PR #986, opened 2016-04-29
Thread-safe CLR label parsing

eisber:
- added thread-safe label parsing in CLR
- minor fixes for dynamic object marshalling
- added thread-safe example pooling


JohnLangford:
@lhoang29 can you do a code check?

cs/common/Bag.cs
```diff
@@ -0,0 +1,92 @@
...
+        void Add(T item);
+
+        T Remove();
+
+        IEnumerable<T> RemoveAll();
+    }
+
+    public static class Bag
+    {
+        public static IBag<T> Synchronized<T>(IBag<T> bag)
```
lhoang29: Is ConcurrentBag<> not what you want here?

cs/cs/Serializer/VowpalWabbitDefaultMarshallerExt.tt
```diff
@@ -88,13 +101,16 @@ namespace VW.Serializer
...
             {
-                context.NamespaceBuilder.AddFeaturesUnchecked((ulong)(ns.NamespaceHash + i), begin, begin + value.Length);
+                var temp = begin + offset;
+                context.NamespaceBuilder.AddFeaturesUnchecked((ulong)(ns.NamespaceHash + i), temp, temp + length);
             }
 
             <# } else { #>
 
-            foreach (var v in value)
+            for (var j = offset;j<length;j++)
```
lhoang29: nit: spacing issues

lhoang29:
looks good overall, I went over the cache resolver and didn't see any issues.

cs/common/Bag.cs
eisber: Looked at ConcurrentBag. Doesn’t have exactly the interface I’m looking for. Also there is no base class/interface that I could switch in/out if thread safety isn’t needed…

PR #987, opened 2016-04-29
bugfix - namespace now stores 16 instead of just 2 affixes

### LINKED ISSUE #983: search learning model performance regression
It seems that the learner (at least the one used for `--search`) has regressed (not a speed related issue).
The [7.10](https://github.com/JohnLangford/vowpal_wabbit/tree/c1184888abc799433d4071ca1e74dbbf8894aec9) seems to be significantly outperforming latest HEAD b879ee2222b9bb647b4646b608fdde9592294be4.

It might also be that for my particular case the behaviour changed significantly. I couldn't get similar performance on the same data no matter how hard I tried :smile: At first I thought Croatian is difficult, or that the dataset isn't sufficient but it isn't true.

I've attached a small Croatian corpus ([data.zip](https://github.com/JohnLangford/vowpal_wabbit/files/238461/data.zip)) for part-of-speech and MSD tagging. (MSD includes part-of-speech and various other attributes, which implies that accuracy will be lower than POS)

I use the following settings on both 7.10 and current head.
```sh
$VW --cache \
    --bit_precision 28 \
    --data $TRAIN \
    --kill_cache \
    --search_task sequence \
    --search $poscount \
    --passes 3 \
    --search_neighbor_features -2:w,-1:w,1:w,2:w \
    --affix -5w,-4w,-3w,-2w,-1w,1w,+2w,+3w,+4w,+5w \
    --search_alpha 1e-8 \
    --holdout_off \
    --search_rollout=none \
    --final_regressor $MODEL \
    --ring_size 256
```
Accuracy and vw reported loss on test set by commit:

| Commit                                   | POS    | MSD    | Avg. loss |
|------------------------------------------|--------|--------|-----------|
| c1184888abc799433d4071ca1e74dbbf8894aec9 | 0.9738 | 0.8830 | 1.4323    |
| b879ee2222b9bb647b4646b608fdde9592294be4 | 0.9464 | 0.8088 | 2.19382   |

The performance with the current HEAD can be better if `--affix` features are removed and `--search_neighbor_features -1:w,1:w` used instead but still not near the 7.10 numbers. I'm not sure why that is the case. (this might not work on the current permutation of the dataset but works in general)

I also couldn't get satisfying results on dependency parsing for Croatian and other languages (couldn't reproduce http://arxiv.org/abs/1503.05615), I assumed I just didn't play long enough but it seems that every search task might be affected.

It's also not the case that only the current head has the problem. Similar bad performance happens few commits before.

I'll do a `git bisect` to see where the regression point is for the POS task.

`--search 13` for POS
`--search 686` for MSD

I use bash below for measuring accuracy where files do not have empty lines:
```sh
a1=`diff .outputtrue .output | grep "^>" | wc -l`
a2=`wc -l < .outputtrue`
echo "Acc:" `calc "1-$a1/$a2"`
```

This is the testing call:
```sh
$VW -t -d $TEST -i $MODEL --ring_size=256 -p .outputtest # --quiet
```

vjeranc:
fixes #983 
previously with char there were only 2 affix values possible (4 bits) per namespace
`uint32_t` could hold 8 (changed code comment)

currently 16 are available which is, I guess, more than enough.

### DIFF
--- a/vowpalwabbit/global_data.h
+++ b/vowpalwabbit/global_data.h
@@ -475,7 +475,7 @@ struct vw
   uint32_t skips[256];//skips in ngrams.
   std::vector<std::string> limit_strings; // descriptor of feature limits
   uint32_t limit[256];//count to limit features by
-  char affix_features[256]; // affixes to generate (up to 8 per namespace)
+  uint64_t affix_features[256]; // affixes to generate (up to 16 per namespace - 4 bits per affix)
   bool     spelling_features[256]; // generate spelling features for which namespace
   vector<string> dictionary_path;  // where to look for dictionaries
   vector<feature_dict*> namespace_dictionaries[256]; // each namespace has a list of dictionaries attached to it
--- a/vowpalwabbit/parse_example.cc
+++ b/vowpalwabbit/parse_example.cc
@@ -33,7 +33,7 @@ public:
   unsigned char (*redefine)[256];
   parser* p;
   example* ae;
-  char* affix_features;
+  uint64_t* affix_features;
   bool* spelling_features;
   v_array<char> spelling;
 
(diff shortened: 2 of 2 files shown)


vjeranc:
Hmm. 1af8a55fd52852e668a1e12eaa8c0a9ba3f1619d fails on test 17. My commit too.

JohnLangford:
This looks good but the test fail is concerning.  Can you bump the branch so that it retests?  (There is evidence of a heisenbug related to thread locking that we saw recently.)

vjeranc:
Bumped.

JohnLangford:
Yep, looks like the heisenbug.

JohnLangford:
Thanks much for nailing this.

# # # # #

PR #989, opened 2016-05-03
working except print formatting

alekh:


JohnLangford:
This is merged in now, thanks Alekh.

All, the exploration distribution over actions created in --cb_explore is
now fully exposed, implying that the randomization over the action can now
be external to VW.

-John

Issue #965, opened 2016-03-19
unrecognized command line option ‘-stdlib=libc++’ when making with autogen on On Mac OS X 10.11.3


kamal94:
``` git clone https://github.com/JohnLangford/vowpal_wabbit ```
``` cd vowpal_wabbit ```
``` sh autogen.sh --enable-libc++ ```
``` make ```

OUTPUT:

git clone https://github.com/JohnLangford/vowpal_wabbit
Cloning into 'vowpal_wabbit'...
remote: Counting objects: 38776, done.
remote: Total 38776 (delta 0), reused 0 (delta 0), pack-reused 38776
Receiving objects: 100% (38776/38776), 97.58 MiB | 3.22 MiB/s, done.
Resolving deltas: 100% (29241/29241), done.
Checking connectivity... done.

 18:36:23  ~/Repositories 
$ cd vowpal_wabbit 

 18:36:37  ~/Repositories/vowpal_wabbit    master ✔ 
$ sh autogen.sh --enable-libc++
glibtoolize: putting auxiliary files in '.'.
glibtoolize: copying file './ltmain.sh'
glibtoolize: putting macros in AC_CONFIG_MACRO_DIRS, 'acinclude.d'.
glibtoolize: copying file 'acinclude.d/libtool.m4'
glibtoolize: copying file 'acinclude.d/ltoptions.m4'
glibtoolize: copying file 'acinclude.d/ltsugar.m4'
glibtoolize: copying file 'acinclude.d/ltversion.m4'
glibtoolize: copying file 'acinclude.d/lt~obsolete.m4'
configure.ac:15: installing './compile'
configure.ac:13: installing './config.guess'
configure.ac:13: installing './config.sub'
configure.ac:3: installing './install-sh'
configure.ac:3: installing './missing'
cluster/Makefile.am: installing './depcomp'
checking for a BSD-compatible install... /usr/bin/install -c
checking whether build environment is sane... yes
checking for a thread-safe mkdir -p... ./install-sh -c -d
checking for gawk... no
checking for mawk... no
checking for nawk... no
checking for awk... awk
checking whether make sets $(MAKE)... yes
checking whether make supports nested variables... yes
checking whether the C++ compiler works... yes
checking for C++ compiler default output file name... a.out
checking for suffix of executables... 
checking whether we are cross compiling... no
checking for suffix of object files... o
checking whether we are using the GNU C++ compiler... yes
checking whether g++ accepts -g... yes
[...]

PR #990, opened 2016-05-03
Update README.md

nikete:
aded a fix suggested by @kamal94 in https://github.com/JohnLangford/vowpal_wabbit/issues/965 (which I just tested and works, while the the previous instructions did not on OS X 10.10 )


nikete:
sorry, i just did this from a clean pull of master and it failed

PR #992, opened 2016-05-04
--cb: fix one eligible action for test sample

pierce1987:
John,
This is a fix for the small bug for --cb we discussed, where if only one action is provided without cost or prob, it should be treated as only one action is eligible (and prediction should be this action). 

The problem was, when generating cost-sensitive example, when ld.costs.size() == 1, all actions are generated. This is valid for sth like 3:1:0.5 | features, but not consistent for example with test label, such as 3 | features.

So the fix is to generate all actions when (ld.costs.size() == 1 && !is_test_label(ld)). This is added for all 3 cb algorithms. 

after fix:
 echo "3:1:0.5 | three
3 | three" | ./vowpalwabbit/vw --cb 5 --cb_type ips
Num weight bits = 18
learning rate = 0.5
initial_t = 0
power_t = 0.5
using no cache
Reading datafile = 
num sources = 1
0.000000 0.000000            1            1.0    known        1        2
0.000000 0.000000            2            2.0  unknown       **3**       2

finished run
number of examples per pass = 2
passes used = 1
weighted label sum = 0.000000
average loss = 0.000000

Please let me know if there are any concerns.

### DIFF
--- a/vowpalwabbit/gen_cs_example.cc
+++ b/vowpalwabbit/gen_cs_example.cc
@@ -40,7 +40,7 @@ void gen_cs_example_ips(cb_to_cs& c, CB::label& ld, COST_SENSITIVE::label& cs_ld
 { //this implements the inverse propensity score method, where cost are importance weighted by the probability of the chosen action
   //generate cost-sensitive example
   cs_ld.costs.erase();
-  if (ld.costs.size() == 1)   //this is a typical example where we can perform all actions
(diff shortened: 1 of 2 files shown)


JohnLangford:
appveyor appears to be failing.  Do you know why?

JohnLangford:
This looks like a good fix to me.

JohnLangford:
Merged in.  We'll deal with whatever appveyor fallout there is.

# # # # #

**Action item**
Wherever the string "acinclude" is found in the entries, copy the line it sits in.

**Expected output**
glibtoolize: putting macros in AC_CONFIG_MACRO_DIRS, 'acinclude.d'.
glibtoolize: copying file 'acinclude.d/libtool.m4'
glibtoolize: copying file 'acinclude.d/ltoptions.m4'
glibtoolize: copying file 'acinclude.d/ltsugar.m4'
glibtoolize: copying file 'acinclude.d/ltversion.m4'
glibtoolize: copying file 'acinclude.d/lt~obsolete.m4'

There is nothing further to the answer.